There was a time when our only weapons against cancer were blunt ones — chemotherapy and radiation that kill diseased cells but do considerable damage to healthy tissue along the way.
Fortunately, a dramatic shift has been occurring. Bold ideas about more-targeted, less-toxic therapies have begun to enter the mainstream. And Dr. David Maloney has played a pivotal role in getting them there.
Maloney is known for dedicating himself with a singular focus to learning the skills he needs to master everything from woodworking to fishing to photography. It’s the same focus he has applied to his dual vocation as a world-renowned researcher and physician over the past decades.
Known for his gentle, compassionate demeanor with his blood cancer patients, Maloney draws on his experiences in the clinic as he conducts his research on new treatments. Now the Leonard and Norma Klorfine Endowed Chair for Clinical Research at Fred Hutch, Maloney's work focuses on developing and improving cancer treatments known as immunotherapies, which harness the power of the body's immune system to fight disease.

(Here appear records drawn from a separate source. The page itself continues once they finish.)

PR #1016, opened 2024-10-05
Remove add_input_for_banner from output.py (plugin_run_card is not needed in cudacpp)

### LINKED ISSUE #1015: cudacpp_backend card should be removed from output.py (it is only needed in launch_plugin.py)
We should understand if cudacpp_backend card should be defined only in output.py or launch_plugin.py

This is a followup to #1009 (which was closed because it included also other things, now fixed by Olivier)

valassi:
Hi @oliviermattelaer this is a very simple PR to remove add_input_for_banner from output.py (plugin_run_card is not needed in cudacpp)

It fixes #1015. As described there:
- In output.py cudacpp_backend is only needed to define plugin_run_card
- In banner.py plugin_run_card is only used in RunCard.plugin_input
- HOWEVER in launch_plugin.py there is a specific CPPRunCard that overloads RunCard.plugin_input and DOES NOT USE plugin_run_card
- **THEREFORE plugin_run_card is not used at all in cudacpp and cudacpp_backend can be removed from output.py**

Can you please review? 

I need to get this out to then mak eprogress on other things for CHEP

Thanks Andrea


valassi:
Hi @oliviermattelaer as discussed via email.

This is N=1 in the pipeline of PRs I would like to merge. This is ready as is, should be merged to master. Please tell me if I can go ahead, thanks!

oliviermattelaer:
Ok, 

I do not like this PR ... I either see this has half full or half empty PR. (meaning it either due too much or too little).

So here are two counter proposal:
1) fully remove "plugin_run_card" mechanism from 3.6.1 and the associate "plugin_input" API, and see this as deprecated by the launch_plugin API (both API were designed for the cudacpp case so this will not break anything) 

2) keep this plugin_run_card completes as easy way to see new parameter (even if this is not used) and in that case add in it "floating_type".

> I need to get this out to then mak eprogress on other things for CHEP

With all due respect, this is NOT something needed for CHEP (since this is a pure cleaning of the code which has zero impact on anything, so this can be put in super low priority). So let's discuss this at our meeting today.

Cheers,

Olivier

valassi:
> Ok,
> 
> I do not like this PR ... I either see this has half full or half empty PR. (meaning it either due too much or too little).
> 
> So here are two counter proposal:
> 
>     1. fully remove "plugin_run_card" mechanism from 3.6.1 and the associate "plugin_input" API, and see this as deprecated by the launch_plugin API (both API were designed for the cudacpp case so this will not break anything)
> 
>     2. keep this plugin_run_card completes as easy way to see new parameter (even if this is not used) and in that case add in it "floating_type".
> 

Hi @oliviermattelaer thanks :-)

I would vote for option 1 then. I do not see the need for plugin_run_card since we have launch_plugin.py. I think you introduced first plugin_run_card and then launch_plugin.py, but I thought that maybe you had other plugins in mind too. If they are both for cudacpp, then I think that launch_plugin.py is enough, and we can remove plugin_run_card.

Can you do the removal of plugin_run_card from mg5amcnlo yourself, whenever you have time?

This is low priority I agree. The reason I put this first in my 'pipeline' is that the subsequent PRs also touch runcards, and I did not want to have to do things there in plugin_run_card  if I knew that this was not needed anyway.

By the way I still think that this PR as is makes sense, if we eventually remove plugin_run_card. It is "too little" because it only removes it from cudacpp and not from mg5amcnlo, but inside cudacpp it should be ok? Well I can COMPLETELY remove all mentioning of plugin_runcard in cudacpp, rather than leave it commented out. But otherwise I do not see what elese needs to change in cudacpp itself?

> > I need to get this out to then mak eprogress on other things for CHEP
> 
> With all due respect, this is NOT something needed for CHEP (since this is a pure cleaning of the code which has zero impact on anything, so this can be put in super low priority). So let's discuss this at our meeting today.

My point was that I will produce profiling numbers for CHEP and I wanted to do it if possible from stuff merged in master. But not a problem, I will do it from my branch and then we can merge in master later on also after CHEP.

By the way there is no dev meeting today, it's next week.
https://indico.cern.ch/event/1355163/

valassi:
> I do not like this PR ... I either see this has half full or half empty PR. (meaning it either due too much or too little).
> 
> So here are two counter proposal:
> 
>     1. fully remove "plugin_run_card" mechanism from 3.6.1 and the associate "plugin_input" API, and see this as deprecated by the launch_plugin API (both API were designed for the cudacpp case so this will not break anything)

I prepared a WIP PR
https://github.com/mg5amcnlo/mg5amcnlo/pull/149

Is this what you had in mind?
Thanks
Andrea

oliviermattelaer:
Yes I merged the associated PR

valassi:
> Yes I merged the associated PR

Hi @oliviermattelaer thanks :-)

I have modified this PR accordingly
- I updated the mg5amcnlo submodule with the upstream removal of plugin_input
- I have completely removed plugin_input from cudacpp (previously only commented out)
- I have regenerated patch.P1
- I have regenerated all processes

Is this ok for merging now or are there other things to fix/improve?

Thanks
Andrea

oliviermattelaer (approved):
Thanks, this is good to go.

Thanks,

Olivier

valassi:
Thanks to you :-)

Merging now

As a doctoral and medical student in the early 1980s, Maloney was part of a Stanford University team that made a landmark discovery. They found that it is possible to create and deliver a type of immune protein called a monoclonal antibody that targets a patient's cancer cells — in this case, non-Hodgkin lymphoma — but largely spare normal cells. "At that time there was much skepticism that antibodies would amount to anything," Maloney recalled. "It has ended up now being a mainstay of cancer therapy."

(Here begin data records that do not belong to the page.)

Issue #972, opened 2024-08-19
Faster timers based on rdtsc instead of chrono


valassi:
Faster timers based on rdtsc instead of chrono

I file this explcitly as an issue to make this clearer. This was quite a bit of work in the last few days.

I have completed the whole task
- the new timer.h (I kept the same name for simplicity, but it's a different beast) has a new chrono timer with a different API and a nanosecond tick granularity, but especially includes also a rdtcs timer
- the calibration of tcs ticks to time is done only ONCE at the end... so maybe the relative ticks are not very precise if frequency varies wildly during a job, but I think that's precise enough
- the new timers have lower overhead (not too much, but still useful) when calling them very often eg inside sample_get_x
- I have completed the new counters.cc an dthe new timermap.h to adapt to this new ticks based API with one calibration at the end

The changes are used in many PRs, but I would say that they can be merged from PR #962

valassi:
The code is essentially here
https://github.com/madgraph5/madgraph4gpu/blob/9a03440ebf8dfd8f9b7302747549c90b23ed5c01/epochX/cudacpp/CODEGEN/PLUGIN/CUDACPP_SA_OUTPUT/madgraph/iolibs/template_files/gpu/timer.h

Note, this was developed thanks to a lot of documentation by many people, including these and many others
- https://github.com/jdmccalpin/low-overhead-timers/tree/master
- https://github.com/MengRao/tscns

valassi:
(Note: the overhead of std chrono clocks is in any case much less than we had in the past due to O/S issues #116)

valassi:
See this commit in PR #970: https://github.com/madgraph5/madgraph4gpu/pull/970/commits/c863d69aee13f89f3f09d3da5e4aa005924ee822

Building on this discovery, Maloney led the initial development and testing of a now-widely used drug called rituximab, which works by targeting a protein unique to many lymphomas. The major benefits of this approach, Maloney said, are that the antibodies are relatively simple to produce in great enough quantities to serve many patients and that they generally produce few toxic side effects. In 1997, the drug became the first antibody-based cancer treatment on the market. It has since been used to treat more than 1 million patients with non-Hodgkin and follicular lymphomas and has helped to propel the development of other antibody-based therapies for a wide range of cancers.

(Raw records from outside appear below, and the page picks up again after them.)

PR #1030, opened 2025-04-24
fixed bug where precision wasn't passed properly from the run_card

zeniheisser:
In cudacpp.mk, cudacpp_config.mk is included before make_opts. When setting floating_type from the run_card, it is appended to make_opts, but since FPTYPE is set with the "override" directive in cudacpp_config the default value is automatically taken unless FPTYPE is given as a command line argument.

Circumventing this by adding "override" to the make_opts declaration.

Note: Not a perfect fix. Appending FPTYPE using common_run_interface.CommonRunCmd.update_make_opts_full, which adds the declaration to the TOP of make_opts, regardless of the existence of the same argument name further down in the file


oliviermattelaer:
Thanks,

I'm confused about this override can you add a comment within the code to explain it maybe?
(I feel ashamed since I likely be the one implementing such things)

As you I'm surprised about the test failing which seems unrelated to your change... Do you have an idea of why this is happening? (change of hardware? or of python version?)

PR #1031, opened 2025-05-07
Update c-cpp.yml workflow to run on NGT runners

Qubitol:
Add also `workflow_dispatch` trigger to be able to trigger it manually.

I created the pull request, so the workflow becomes available to test it.
Let's wait I can test it properly before merging.


roiser:
Great ! Please go ahead and merge !

PR #445, opened 2023-06-06
Fix "get shared id for a node" to use node's browsing context

whimboo:
When a script evaluation retrieves an element from a different browsing context the `get shared id for a node` method cannot use the browsing context of the realm the command is executing in, but has to use the browsing context of the node. Otherwise the reference will be added to the wrong navigable entry within seenNodes and as such can cause failures in WebDriver classic.

I'll add tests as part of https://bugzilla.mozilla.org/show_bug.cgi?id=1830884.

@jgraham can you please review?

***
<a href="https://pr-preview.s3.amazonaws.com/whimboo/webdriver-bidi/pull/445.html" title="Last updated on Jun 6, 2023, 2:00 PM UTC (bfb7bcd)">Preview</a> | <a href="https://pr-preview.s3.amazonaws.com/w3c/webdriver-bidi/445/5d3ee40...whimboo:bfb7bcd.html" title="Last updated on Jun 6, 2023, 2:00 PM UTC (bfb7bcd)">Diff</a>

### DIFF
--- a/index.bs
+++ b/index.bs
@@ -5234,13 +5234,13 @@ To get the <dfn>handle for an object</dfn> given |realm|, |ownership type| and
 </div>
 
 <div algorithm>
-To <dfn>get shared id for a node</dfn> given |node|, |realm| and |session|:
+To <dfn>get shared id for a node</dfn> given |node|, and |session|:
 
 1. Let |node| be [=unwrapped=] |node|.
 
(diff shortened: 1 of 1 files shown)


jgraham (changes requested):
I also think we can stop passing `realm` into this algorithm.

whimboo:
With the recent push all the CI checks pass now.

Maloney called the emergence of rituximab “paradigm-changing,” the biggest breakthrough in lymphoma therapy in 25 years.
Since his arrival at Fred Hutch in 1994, Maloney has continued to make breakthroughs for patients. Working with colleagues Drs. Rainer Storb and Brenda Sandmaier, he has helped to develop new and improved procedures for blood stem cell transplants, which can save the lives of patients with a variety of serious blood disorders. Those improvements include the “mini-transplant”, whose reduced intensity has brought the lifesaving power of transplants to older and sicker patients who once were not medically eligible for the procedure. In a mini-transplant, a patient’s own immune system is not entirely destroyed before donor cells are transplanted, which “taught us the immune system is able to eradicate a lot of tumor,” Maloney said.
As the first medical director for cellular immunotherapy at Fred Hutchinson Cancer Center and the Bezos Family Immunotherapy Clinic, Maloney is still focused on making the next big breakthrough: developing personalized therapies in which a patient’s own immune cells are genetically reprogrammed to eliminate their cancer.
Now in early-phase clinical trials, these so-called CAR T cells are astounding Maloney and his colleagues with their activity against advanced blood cancers that have proved intractable to other cancer therapies ― for example, in one trial in acute lymphoblastic leukemia, the complete remission rate soared upwards of 90 percent.
“In early-phase trials, you’re continually learning. You don’t expect results like these from early-phase trials. That’s why these response rates are so extraordinary,” Maloney said.
These T cells target cancer cells because they have been engineered with a synthetic molecule called a CAR, or chimeric antigen receptor. The backbone of a CAR is an antibody, the type of cancer-targeting protein Maloney has worked on for decades.
Looking back on his career so far, Maloney is proud of how he has played a role in transforming cancer care. But he says that what he and his teammates have achieved so far with CAR T cells, and the potential this experimental therapy has for helping patients in the future, is the most exciting thing yet ― “better than all the rest of them put together.”